Ambities & doelstellingen Het collegeprogramma 2010 – 2014 “Samen werken aan Gouda In het collegeprogramma is Westergouwe genoemd bij de ster voor duurzaamheid. Het college heeft als ambitie om ervoor te zorgen dat binnen de financiële mogelijkheden duurzaam wordt gebouwd. Westergouwe wordt een groenblauwe, duurzame wijk. De ontwikkeling Westergouwe valt vooral onder twee aandachtsgebieden binnen het Uitvoeringsprogramma Duurzaamheid: duurzame inrichting en beheer van de gebouwde omgeving en de duurzame inrichting en beheer van de openbare ruimte. In dit programma ondersteunt de gemeente de aanpak van het Rijk voor het stapsgewijs verlagen van de 1 Energie Prestatie Coëfficiënt (EPC) . Het Uitvoeringsprogramma Duurzaamheid beschrijft verschillende rollen waarin de gemeente op kan treden als het gaat om (uitvoering van) duurzaamheid: - Faciliteren (initiatieven van derden); - Educatie en communicatie (voorlichtingsrol) - Opdrachtverlening (vooral t.b.v. eigen organisatie); - Overheidstaak; vergunningverlening/handhaving (waaronder controle op de bouwplaats) Al deze rollen zijn min of meer inzetbaar, afhankelijk van de doelen die worden nagestreefd. In het actieprogramma Energie 2012 – 2014 kiest het college voor een ‘voorloper scenario’ met de ambitie om in 2040 CO2-neutraal te zijn. CO2-neutraliteit betekent dat het energieverbruik zo georganiseerd is dat emissies door het gebruik van fossiele brandstoffen gecompenseerd wordt door elders projecten te realiseren die CO2 emissies beperken.
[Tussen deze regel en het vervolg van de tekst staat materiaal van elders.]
PR #222, opened 2026-04-15
chore(deps): bump Go dependencies and enforce Go version policy

choufraise:
## Summary

This PR updates Go dependencies and introduces a clear Go version policy for the repo.

## Changes

- bump Go module dependencies in go.mod / go.sum
- update the preferred Go toolchain to 1.26.2
- keep go.mod as the minimum supported Go version
- align the preferred toolchain in:
    - mise.toml
    - Dockerfile
- add hack/verify-go-version-sync.sh
- add CI validation in .github/workflows/go-version-sync.yml
- wire the version check into the Makefile

## Version policy

- go.mod defines the minimum supported Go version
- mise.toml and Dockerfile define the preferred exact toolchain version
- the preferred toolchain must stay in sync across local and Docker workflows
- the preferred toolchain must be greater than or equal to the minimum in go.mod

## Why

We had drift between the Go versions used by module metadata, local tooling, and Docker builds.

This PR fixes that by:

- keeping compatibility concerns in go.mod
- keeping the secure/default build toolchain pinned separately
- failing early in CI and make when those definitions drift

## Notes

- godebug default=go1.25 is intentionally unchanged
- this controls runtime compatibility defaults, not the selected toolchain version


go.mod
```diff
@@ -1,16 +1,16 @@
 module github.com/WirelessCar/nauth
 
-go 1.25.5
+go 1.26.2
```
eufriction: This is the minimum go version required to compile the packages. https://go.dev/doc/modules/gomod-ref#go Limiting this if not necessary reduce the ability to share the code. That might be OK but want to make you aware of the fact.

henriropp (dismissed):

go.mod
choufraise: Good catch! I'll ensure to exclude go.mod from the sync verification.

choufraise: Done. Please have a second look.

eufriction (approved):
LGTM

PR #225, opened 2026-04-15
fix: return get errors directly from reconcilers

henriropp:
## Summary
Stop routing initial `Get` failures through the status reporter in the Account, User, and NatsCluster reconcilers.

When the reconciler cannot fetch the resource and the error is not a `NotFound`, there is no safe object state to report against. Returning the raw error directly keeps controller-runtime retry behavior intact and avoids trying to write status for resources that were never successfully loaded.


choufraise (approved):
LGTM. 

A bit sad that this change didn't affect a single unit-, integration- nor e2e test though.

Het college realiseert zich daarbij dat het voor het halen van die doestelling mede afhankelijk is van technologische ontwikkelingen die een versnelling van de beweging naar energieneutraliteit mogelijk maken, evenals van medewerking van andere partijen en gemeenten in de regio, m.n. om windenergie op te wekken. Voorgestelde beleidsmaatregelen uit de programma’s: Door bij de voorbelasting een eis te hanteren van maximaal 30 cm zakking in 30 jaar ontstaat een langere levensduur voor de hele boven- en ondergrondse infrastructuur. Op duurzaam opgehoogde ondergrond blijven bomen langer leven en wordt de levensduur van straten en riolen verlengd. Op deze manier wordt de technische levensduur van wegen maatgevend voor vervanging in plaats van verzakking. Dit is duurzamer en levert een kostenbesparing op.
1
Zie de bijlage voor toelichting.
Pagina 4
Bij het opstellen van de programma’s van eisen wordt structureel de Leidraad Inrichting Openbare Ruimte toegepast. Deze bevat onder andere de checklist maatregelen uit het nationaal pakket DUBO GWW. 2 De gemeente facilitereert het toepassen van de indicatoren Duurzaamheid Prestatie op Locatie (DPL) en 2 Gemeentelijke Praktijk Richtlijn Gebouw (GPR) bij de ontwikkeling. Voor openbare verlichting wordt de in het “beleidsplan openbare verlichting” geformuleerde beleidslijn gevolgd. Dat betekent dat bij grootschalige investeringen binnen de bestaande budgetten wordt gekeken wat de meest energiezuinige mogelijkheden zijn. Hierin is een continue afweging met veiligheid. Richting geven aan inrichting en beheer van de openbare groenelementen, zodat ook op lange termijn het openbaar groen optimaal voldoet aan de Goudse wensen. Het groenstructuurplan is toetsingskader voor bouwplanontwikkelingen en voor plannen voor inrichting en beheer van de openbare ruimte, waaronder het groen. Voor elke gekapte boom komt een nieuwe boom terug. Voor het bouwafval tijdens de bouw wordt het rijksbeleid gevolgd. Dit wordt redelijk compleet afgedicht door regelgeving in het Bouwbesluit. De bepalingen zijn erop gericht om optimaal hergebruik van materialen uit bouw- en sloopafval mogelijk te maken. De stoffen die gescheiden moeten worden zijn vermeld in de regeling. Alle afvalstoffen dienen in principe op het bouw- of sloopterrein zelf gescheiden te worden en daarna gescheiden van elkaar te worden afgevoerd.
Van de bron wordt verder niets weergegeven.